New Op-ed: Will this ‘ally’ buck Trump on Iran sanctions?
Will this 'ally' buck Trump on Iran sanctions?
The latest chapter in Iran's 40-year confrontation with the U.S. reveals who our friends are.
Following the termination of Iran's terror chief, President Trump announced further economic sanctions on Iranian officials and Iranian companies.
The president authorized the Treasury Department to blacklist any individual or company operating in the construction, manufacturing, textiles and mining sectors of the Iranian economy or, notably, anyone assisting them.
It will be interesting to see how the third-party sanctions develop. Our European "allies" have been some of Iran's largest trading partners.
The European Union exported nearly $13 billion in goods to Iran in 2017 after sanctions were lifted, roughly 100 times U.S. exports to Iran the same year.
Back in 2018, the U.K., France and Germany were so eager to bust the economic blockade reimposed after the Iran nuclear deal fizzled, it set up INSTEX, a financing mechanism to help companies move money in and out of Iran since Western banks will not, fearing legal action by the U.S.
The effort was overseen by a German banking executive, which made sense since German companies have been major providers of goods and services to Iran.
German industrialists drive German government policy, and Berlin fought hard to save the Iran nuclear deal.
"German Economy Minister Brigitte Zypries said Germany, as one of Iran's most important trading partners in Europe, had a 'great interest' in preserving the agreement. German exports to Iran rose 23 percent to 1.4 billion euros in the first half of 2017" after sanctions were lifted, Reuters reported.
Iran has been especially good for the German industrial giant Siemens.
Siemens rose from the ashes of Auschwitz crematoria (which it built) to become a global energy, infrastructure, automation, healthcare and engineering conglomerate.
Siemens was one of the first companies to make a deal with Iran after the Obama administration lifted sanctions. It landed contracts worth billions to build railroads, power plants and natural gas compressors for the Islamist regime.
Siemens' subsidiary Nokia provided Tehran's ayatollahs with the surveillance apparatus to spy on opponents' phone calls and social media activities during the Green Revolution, according to Iranian human rights activists.
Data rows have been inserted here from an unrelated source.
PR #68, opened 2025-02-20
workflows: use new and maintained mdl implementation

l-zeuch:
The currently used action to lint markdown files does not properly
produce annotations, which would be really useful to have. Use a newer
version that does support annotating files.

**Terms**

### DIFF
--- a/.github/workflows/lint.yml
+++ b/.github/workflows/lint.yml
@@ -2,16 +2,19 @@ name: Lint
 
 on:
   pull_request:
-    paths:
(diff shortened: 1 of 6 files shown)


l-zeuch:
To the lurkers in <#829758329390891029> (`#docs-github-feed`): this implementation doesn't care about modified files either, github just says "annotations in unmodified files" which are real easy to ignore. Nobody has to inspect the error logs anymore and think "what files did I modify again?".

Very. Convenient.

You can't say "Iran nuclear deal" without "nuclear," and you will find Siemens' fingerprints there, too.
Siemens built Iran's nuclear reactors before the 1979 revolution and then sold Iran spare parts through second and third parties in violation of international sanctions imposed after the revolution.
That's not all. Siemens software controlled the uranium enrichment centrifuges at the center of Iran's drive for an atomic bomb. When the Stuxnet computer virus monkey-wrenched Tehran's nuclear program, Siemens reassured its Iranian customers the problem could be easily fixed – with Siemens' help.
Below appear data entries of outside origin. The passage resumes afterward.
PR #75, opened 2025-05-09
docs/reference: reword time syntax and data explanation

galen8183:
Signed-off-by: Galen CC <galen8183@gmail.com>

**Terms**

### DIFF
--- a/content/docs/reference/templates/syntax-and-data.md
+++ b/content/docs/reference/templates/syntax-and-data.md
@@ -891,9 +891,12 @@ See [`createTicket`](functions#createticket) for creating a ticket.
 
 ## Time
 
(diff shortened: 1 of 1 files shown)


l-zeuch (approved):
Thanks for this. If it's not too much trouble, could you also replace the italics markers (currently underscores) with single asterisks?

galen8183:
> Thanks for this. If it's not too much trouble, could you also replace the italics markers (currently underscores) with single asterisks?

Done -- is this style preferred everywhere or only outside of tables?

l-zeuch:
> Done -- is this style preferred everywhere or only outside of tables?

I'm working towards preferring it everywhere, but don't go out of your way to touch up the entire file now--I have already done some work relating to that in my work tree.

After the U.S. reimposed sanctions, Siemens announced it would not seek new business in Iran. But you can be sure it's eager to find a way back in.
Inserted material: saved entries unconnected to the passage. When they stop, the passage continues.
PR #76, opened 2025-06-04
add reprewards information

savage4618:
This pull request adds information about rep rewards that was previously missing from the project.
**Terms**

Signed off by savage4618


content/docs/fun/reputation.md
```diff
@@ -57,6 +57,21 @@ give/remove points._
...
+
+![Overview of Reputation Role Rewards](overview_reuptationRewards.png)
+
+### Create new reputation role
+
+Select a rep point threshold and role to assign when a user receives that many points.
+
+### Existing reputation roles
+
+This will show all existing reputation roles on your guild
```
l-zeuch, line 73:
```suggestion
A listing of all your existing reputation roles with their respective threshold.
```
I'd like this to be a full sentence.

content/docs/fun/reputation.md
```diff
@@ -57,6 +57,21 @@ give/remove points._
 Users with this role cannot participate in the point system which they can be given/taken away points from. This also
 overrides the _Required role to receive/being taken away points from_.
 
+## Reputation roles
```
l-zeuch, line 60: Title Case maybe? Though the header on the control panel isn't, so I'm not sure.

savage4618: yea, I referenced the page specifically for this one and figured if i made it different I'd get a comment about not matching, but I agree, it felt wrong here.

l-zeuch: let's keep it as-is

l-zeuch:
Thanks!

PR #89, opened 2025-10-07
add return info to exec function docs

Qubus0:
add return info to exec function docs

**Terms**


Wolveric:
> If the response isn't captured in a variable, outputs it to chat where the command was triggered.

That isn't a result of the behaviour of those functions though... that goes for any unbound values...

PR #91, opened 2025-11-17
Fix parameter name in cbutton example

mkwarman:
Updated the parameter name from 'custom-id' to 'custom_id' in the cbutton function. I was confused about why I could not trigger my interaction custom command until I realized the custom id key uses an underscore instead of a dash.

**Terms**

- [X] I have read and understood this project's [Contributing Guidelines](CONTRIBUTING.md)


l-zeuch:
Thanks! Interesting how I missed that :thinking:

Issue #412, opened 2026-08-12
console/ is outside the deploy verification set — a console fix cannot be proven to have shipped


JAFairweather:
`console/` is outside the deploy verification set, so a console fix cannot be proven to have shipped.

`deploy/verify-deployed.sh:35`:

```
SHIP='src tests tools package.json package-lock.json config.example.json deploy/tripwire-alarm-bunker.conf deploy/waggle-tripwire-drill.service deploy/setup-tripwire-alarm.sh'
```

`console/` is not in it. The verifier hashes only those paths against a git ref, so a run that reports `166/166 match` says nothing about any console file. Nothing under `deploy/` references `console/` either.

## How it surfaced

#404 replaced the console's inline mention validator with the shared grammar, and #406 merged and deployed as `b043454f`. Both lanes verified 166/166, rc=0. The operator then loaded the routing console and the form still refused `MC Claude` with

> Mention must be 1–32 letters, numbers, underscores, or hyphens.

That string does not exist anywhere in the tree at `b043454f` — #404 deleted it along with the inline `/^[a-z0-9][a-z0-9_-]{0,31}$/` and the `.toLowerCase()`. `console/task-routes.mjs:8` now imports `taskRouteMentionProblem`. So the browser was running the pre-#404 page, and the deploy verification had no way to say so.

## Why it matters beyond a stale cache

The console signs owner control commands. If it can be stale without any check noticing, the operator can be signing against an old grammar, an old envelope shape, or an old freshness rule while every deploy check reports clean. The verifier's whole purpose is that a deploy is proven rather than assumed, and there is a signing surface it does not cover.

Second-order: this also means we do not know from the repo how `console/` reaches the operator's browser at all — served from a checkout on the box, published separately, or opened locally. That belongs in `deploy/README.md` whichever it is.

## What would close this

1. Establish and document how `console/` is published (`deploy/README.md`).
2. Bring it into `SHIP` if the runner does place it, so drift is detected the same way `src/` drift is.
3. If it is served from a browser cache-friendly path, give the console assets a cache-busting story — a stale signing UI should not be reachable by a soft reload.
4. A negative control: change one console byte, confirm the verifier exits 1 and names the file.

Found while shipping #408.

JAFairweather:
Narrowing this after a live check: a hard reload fixed it, and the form now accepts `MC Claude`. So the server did have the current console assets — the deploy placed them. What failed was the browser holding the pre-#404 module.

[...]

PR #417, opened 2026-08-13
docs: the deploy verifier does not cover console/, and must not (#412)

JAFairweather:
Establishes item 1 of #412 and closes item 2. Docs and one comment; no behaviour change.

## What I found

`console/` is not served from the bridge host. There is no HTTP listener on it — only SSH and DNS:

```
LISTEN 0 4096      127.0.0.54:53
LISTEN 0 4096         0.0.0.0:22
LISTEN 0 4096   127.0.0.53%lo:53
LISTEN 0 4096            [::]:22
```

`deploy.sh` rsyncs `src tests tools package.json package-lock.json config.example.json` plus three tripwire files, and `verify-deployed.sh`'s `SHIP` mirrors it exactly. Neither includes `console/`, and that is correct rather than an omission. **Adding `console/` to `SHIP` would make every run report drift for files that have no business being on that box.** Item 2 is closed as won't-do, with the reason recorded at the ship list.

The `console/` directories that do exist on the box are at `/opt/waggle-hub-read` and `/opt/waggle-hub-sealed` — the deploy runner's per-lane git clones. They are incidental to `git fetch`, current as of the last tick, and serve nothing. Only the `SHIP` subset is rsynced into `/opt/waggle-read` and `/opt/waggle-sealed`.

## The gap the issue was reaching for

The console reaches the operator's browser from a checkout on a **different host**, fast-forwarded to `origin/main` by a manual step. So the two halves of this project have different deploy models and only one of them is verified:

| | bridge | console |
|---|---|---|
| trigger | runner polls `main`, ships first CI-green commit | a person runs the site deploy |
| latency | minutes | until someone does it |
| drift check | `verify-deployed.sh`, alarms on failure | none |

**For a console change, "merged + CI green" is not the authorisation to consider it live**, and nothing anywhere reports whether the manual step happened. A console fix can sit unshipped indefinitely with every waggle deploy surface green — which is exactly the shape of the #404/#406 incident that prompted #412, even though that particular instance turned out to be a browser cache.

That matters because the console signs owner control commands. Stale means signing against an old grammar, an old envelope shape or an old freshness rule, with no signal.

## What is in the repo and what is not

Host, credentials and commands for the site deploy are operational and stay in the operator's private brief. What belongs in a public repo is the boundary, and that is what this adds: `deploy.sh`, `verify-deployed.sh` and the deploy runner cover `src`, `tests`, `tools` and the tripwire units, and say nothing at all about `console/`.

## Items 3 and 4 remain, and 4 has no repo-side answer yet

Item 4 (a negative control proving the verifier names a changed console file) cannot be written against `verify-deployed.sh`, because there is nothing on that host to verify. A console verifier would have to run against the site host. Item 3 (cache-busting) is split out — see the follow-up issue; its fix has a site-host half that is an operator action, which is why it could not be settled here.

## Evidence

`deploy_verify`, `deploy_runner`, `host_bootstrap` — rc=0. Positive control that the comment did not break the script: run against a deliberately stale local tree, it exits 1 and names the three drifted files.

## Reviewer note

@Neil — infra remit. The claim to attack is that no HTTP listener on the bridge host means the console cannot be served from it. If there is a path I have not considered — a tunnel, a reverse proxy elsewhere terminating to something on that box, a static host pulling from those hub clones — then the "must not be added to SHIP" conclusion needs revisiting.

### DIFF
--- a/deploy/README.md
+++ b/deploy/README.md
@@ -92,6 +92,36 @@ This is the automated form of the manual "sealed tree md5 vs the repo baseline" 
 *Pre-cutover box checks* — prefer this. The regression test `tests/deploy_verify.mjs`
 proves it reports drift on a deliberately stale tree.
 
+### `console/` is not covered by this, and must not be added to the ship list (#412)
+
+The verifier's ship list mirrors `deploy.sh`'s rsync set, and neither includes `console/`.
+That is correct, not an omission: **the console is not served from the bridge host.** There
+is no HTTP listener on it — only SSH and DNS — so nothing there could serve the pages.
+Adding `console/` to `SHIP` would make every run report drift for files that have no
+business being on that box.
+
+Two consequences the verifier's green exit does not cover, and neither is theoretical —
+#412 was filed after a console fix appeared not to have shipped while both lanes verified
+166/166:
+
+- **The console is published separately, and by hand.** The bridge is pull-deployed: the
+  runner polls `main`, ships the first CI-green commit within minutes, and alarms on drift.
+  The console has none of that. It reaches the operator's browser from a checkout on a
+  different host, fast-forwarded to `origin/main` by a manual step. So for a console change,
+  *merged + CI green is not the authorisation to consider it live* — a person still has to
+  run the site deploy, and no check anywhere reports whether they did. A console fix can sit
+  unshipped indefinitely with every waggle deploy surface green.
+- **A stale console is a stale signing surface.** The console signs owner control commands.
+  Stale means signing against an old grammar, an old envelope shape or an old freshness
+  rule, with no signal. The modules are fetched by stable path with no cache-busting, so a
+  soft reload is enough to keep an old module graph alive — that is what #412 observed, and
+  a hard reload is currently the only remedy.
+
+The host, credentials and commands for the site deploy are operational and live in the
+operator's private brief, not here. What belongs here is the boundary: **`deploy.sh`,
+`verify-deployed.sh` and the deploy runner cover `src`, `tests`, `tools` and the tripwire
+units. They say nothing at all about `console/`.**
+
 ## Adding an agent seat (a new sealed-lane recipient)
 
 `add-recipient.sh` wires a new agent into the sealed lanes: it creates a private inbox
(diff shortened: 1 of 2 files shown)


JAFairweather:
## Review — approve. The ship-list claim is verified across all three places that spell it, and documenting the gap is the right first move.

Reviewed on `docs/412-console-publication`.

**`console/` is genuinely absent from every ship path**, not just the two the verifier reads:

```
deploy/verify-deployed.sh:35   SHIP='src tests tools package.json package-lock.json config.example.json …'
deploy/deploy-runner.sh:63     SHIP='…'  (identical)
deploy/deploy.sh:36-44         rsync src tests tools package.json package-lock.json config.example.json
                               + the three tripwire files
```

So "they cover `src`, `tests`, `tools` and the tripwire units, and say nothing at all about `console/`" is exact. Putting the note at `verify-deployed.sh:32` as well as in the README is the right call — the `SHIP=` line is where someone about to "fix the omission" is actually standing.

**The second bullet is the one worth having.** "A stale console is a stale signing surface" is not a docs nicety: the console signs kind 30078 owner control commands and kind 440 capability grants, and until #436 lands nothing anywhere reports that the graph is stale. Naming that in `deploy/README.md` — next to the verifier whose green exit is what made it look covered — is where it belongs.

Two notes, neither blocking.

**1. It reads as adjacent to #436 and should say so.** #436 adds detection for exactly the failure this section describes. Once it lands, "a hard reload is currently the only remedy" stays true — #436 refuses to sign rather than fixing the graph — but a reader hitting this page will want the pointer. One clause: *"#436 adds a check that refuses to sign against a stale graph; the remedy is still a reload."*

Worth knowing while you decide: `tools/serve-console.mjs:75` serves every file `Cache-Control: no-store`, so under this repo's own server the condition cannot arise at all. The stale console is a property of the separate publish host, which is precisely what this section documents. That is a point in the section's favour and might be worth a sentence.

**2. The gap is documented, not closed.** "No check anywhere reports whether they did" is the honest statement and I would not soften it, but it leaves waggle with one signing surface that has no deployment verification while the bridge has two. Documenting it first is right; it should not be where this stops. If #412 is going to close on this PR, the follow-up wants its own issue.

**Not verified by me:** "there is no HTTP listener on it — only SSH and DNS." That is an operational fact about a host I am not going to probe from here, and it is the load-bearing premise for "adding `console/` would report drift for files that have no business being on that box." Everything downstream of it in this section follows correctly *if* it holds; it stays yours. The repo-side half — that nothing in the deploy path references `console/` — I did check, and it holds.

No host names, addresses or credentials in the diff; the operational half is correctly deferred to the private brief.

Just last month, the Tehran Times reported Siemens and Iran's largest energy construction and engineering group are cooperating on building F-class gas turbines to boost efficiency at Iranian power plants.
"Iranian officials have hailed Siemens' commitment to joint venture schemes, including contracts on the transfer of technology, saying it is a sign the company is valuing its long history of presence in the country and shows that the Germans are keen to resume work in Iran," the paper declared.
Germany's accommodating stance toward Iran has not gone unnoticed. In 2018, the chairman of Germany's Jewish community, Dr. Josef Schuster, called for "an immediate halt to any economic relations with Iran. Any trade with Iran means a benefit for radical and terrorist forces, and a hazard and destabilization for the region."
"It seems paradoxical that Germany – as a country that is said to have learned from its horrendous past and which has a strong commitment to fight anti-Semitism – is one of the strongest economic partners of a regime that is blatantly denying the Holocaust and abusing human rights on a daily basis," Schuster said. He added Berlin should stop "doing business with a fanatic dictatorship that is calling for Israel's destruction, pursuing nuclear weapons and financing terror organizations around the world."
Siemens finds itself in good company in Iran. The top executive of Chinese telecom giant Huawei is awaiting extradition to the U.S. to face charges of violating sanctions. The United States has also sanctioned Chinese state-run energy company for buying Iranian oil. Satellite imagery captured Iranian tankers parked in Chinese ports. China has been called Tehran's last-ditch lifeline.
You can be sure Washington will be watching China and the Europeans closely in the weeks ahead.
-Curtis Ellis is the policy director for America First Policies.